HOLMES: Mmm hmm. Mmm hmm.

WELDON: Huh. See, I didn't love this. I didn't find it intuitive at all. Some of the answers to the puzzles I would never have found out without a walkthrough. Like, there's one point where to get people to stop lining up for a bathroom so you can get past them, you spray a fire extinguisher at them.


WELDON: How does that - wait, what logic is that? I mean, also the fact that you can play it in a couple different ways is what's not satisfying to me. Like, is it a destroy-everything game or is it a timed puzzle game? The answer is it's both.

HOLMES: See, I like that.

WELDON: But, see, if it's a destroy-everything game, it has to be a lot more viscerally satisfying. See, I am a rule follower and a grade grubber. And you get a grade, a letter grade, at the end of every level, and I can't tell how I'm being graded.

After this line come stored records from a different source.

PR #8176, opened 2023-11-29
fix (templates): Add source map retrieval fix to Express template

kiliman:
This PR updates the the Express template and fixes the issue where source maps are not getting used. This was traced to how the map file is loaded when HMR reloads the server file with the `?t=timestamp` suffix.

This causes the source map to not be found and therefore not used.

Adding the hook for `retrieveSourceMap`, this strips out the unexpected characters from the filename and properly returns the source map.

### DIFF
--- a/templates/express/server.js
+++ b/templates/express/server.js
@@ -9,7 +9,19 @@ import express from "express";
 import morgan from "morgan";
 import sourceMapSupport from "source-map-support";
 
-sourceMapSupport.install();
+sourceMapSupport.install({
+  retrieveSourceMap: function (source) {
+    // get source file without the `file://` prefix or `?t=...` suffix
+    const match = source.match(/^file:\/\/(.*)\?t=[.\d]+$/);
+    if (match) {
+      return {
+        url: source,
+        map: fs.readFileSync(`${match[1]}.map`, "utf8"),
+      };
+    }
+    return null;
+  },
+});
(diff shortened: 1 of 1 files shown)


brophdawg11:
What's the best way to recreate the original issue just so I can give this a quick test locally?  I assume this impacts server-side sourcemaps?  I tried putting a `debugger` in a route component and loader and using the VSCode debugger but it took me to the correct source file before and after an HMR update.

kiliman:
Yeah, I wasn't sure how to do an automated test for this.

This is how I'm testing now:
```ts
// routes/_index.tsx
import { Form } from "@remix-run/react";

export async function action() {
  throw new Error("Oops!");
}

  return (
    <div>
      <h1>Welcome to Remix</h1>
      <Form method="post">
        <button>Submit</button>
      </Form>
    </div>
  );
}
```
Click on the submit button. It should throw a server-side exception.

Check the stack trace to make sure it shows the actual source file and not the compiled version.

The issue shows up when you make a change that causes Remix to rebuild (imports index.js?t=timestamp). 

Press the submit button again. It should still show the correct stack trace. Without the fix, it will show the compiled version since it didn't know how to find the map file for the file with the timestamp suffix.

kiliman:
Yeah, sorry I messed up the PRs. It's been awhile.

WELDON: I need a clear set of objectives, and you need to tell me exactly what is expected of me here. And I get a good grade for doing it fast and destroying stuff, and I also get a good grade if I am very - like, what - I feel like I need an adult and I need to be told exactly what to do, and this game doesn't do that for me.

HOLMES: See, here's the thing. I went back and played the same level a second time and realized that I had completed the level previously without figuring out, like, the basic trick of that level (laughter) because I had just smashed everything.


HOLMES: I was like, oh, I just broke everything. I didn't realize that if you do this and this and this, the doors will open and you don't have to break everything. I thought that was so funny when I realized like, oh, you can just open this door (laughter).


HOLMES: You don't actually have to just fling a couch through the wall, which is what I had done previously.


HOLMES: See, I agree with Stephen that it has some similarities to Untitled Goose Game, except that it tells you what you're supposed to do, which is, you know, move the projector from here to here. As opposed to Untitled Goose Game, which I can't get into because I feel like I just walk around quacking, and I'm like, I don't even know what the objective is. What am I supposed to be doing?

THOMPSON: All I want in that game is just to walk around going (quacking).

WELDON: Yeah, sure.

THOMPSON: If that were the game, just walk around honking at people, I'm in.

HOLMES: Well, if there's one thing that I think we've learned, it's that people like different games.


HOLMES: And I think there's a theme emerging that depending on how intuitive you find a game to be, you may like it less or more, which is why, you know, Glen found his pick to be relatively easy and I found it to be extremely difficult - extremely difficult.